Concepts de base
Our research contributes to achieving real-time probabilistic boundary condition estimation in heat transfer problems using an Ensemble-based Simultaneous Input and State Filtering approach with Radial Basis Functions. The method efficiently handles noisy measurements and errors, crucial for continuous casting machinery operation.
Résumé
The study focuses on solving the inverse heat transfer problem to estimate the transient heat flux between a mold and molten steel. By incorporating Bayesian methods with RBFs, the research provides insights into efficient real-time monitoring and control of critical industrial processes like continuous casting machinery. The methodology addresses key hyperparameters not documented in existing literature, enhancing accuracy and computational efficiency.
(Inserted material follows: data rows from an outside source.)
PR #67, opened 2025-02-18
Eval suite fixes

daphnedemekas:
These fixes include:

- Making sure the name of each eval in the `EvalSuite` is included in the database so that we can analyze per-eval data rather than averaging across evals (this means we have to run `add_additional_fields` separately, so we have to go back to the for-loop implementation)
- Adding a default env: ??? parameter to eval.yaml so we don't get an error if that's not specified. However (see comments below) we will still get an error if we aren't specifying it somewhere, i.e. in the command line, if we are using eval.yaml as our eval for training, for eg. Also, this change means we need env: null in example_suite since it technically inherits from eval.yaml - but the eval suite envs will actually be specified in evals: . A potential thing to do here is to just migrate over to using eval suite for everything (training, sweeping) so we get around this subtlety. 
- Loads the candidate policy externally for eval, so that in the EvalSuite case, we don't have to reload the policy record for every eval
- Using cache in policy store when loading policies from wandb
- Fixes the `_load_from_uri()` issue in PolicyStore


daveey (commented):
i don't think we should have a default, let's set it to ??? and make evals specify it

daveey (changes requested):
i don't think we should have a default, let's set it to ??? and make evals specify it

daphnedemekas:
Ok I changed it to env: ??? but I'm not entirely sure what you mean by "make evals specify it"

daphnedemekas:
Screenshot 2025-02-19 at 10 57 06 AM

Analysis currently outputs this. Next step (on a separate branch) will be to implement PFS

daveey (approved):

The content discusses the application of EnSISF-wDF with RBFs to predict temperature distribution and estimate unknown boundary conditions in heat transfer problems. It explores sensitivity analysis of hyperparameters such as ensemble size, shape parameter, prior weight shifting, time step, observation span, and covariance matrix scaling factor. Results show that Multiquadric kernels outperform Gaussian kernels in accuracy and computational cost efficiency.
Key points:
- Formulation of stochastic inverse heat transfer problem using Ensemble-based Simultaneous Input and State Filtering.
- Incorporation of Radial Basis Functions to reduce unknown inputs and computational burden.
- Importance of accurate real-time prediction for smooth operation of Continuous Casting machinery.
- Investigation of hyperparameters' impact on estimation accuracy in Bayesian framework.
- Comparison between Gaussian and Multiquadric kernels for HF estimation efficiency.
Stats
A spatiotemporal relative error metric is utilized to distinguish the impact of hyperparameter variations on the accuracy of the proposed method.
Optimal parameters include ensemble size (Sn), shape parameter (η), prior weight scaling factor (κ), prior weight shifting, time step (∆t), observation span, and resulting error rates.
Citations
"Our research contributes to achieving real-time probabilistic boundary condition estimation in heat transfer problems."
"The Multiquadric kernel outperforms Gaussian kernels in accuracy and computational cost efficiency."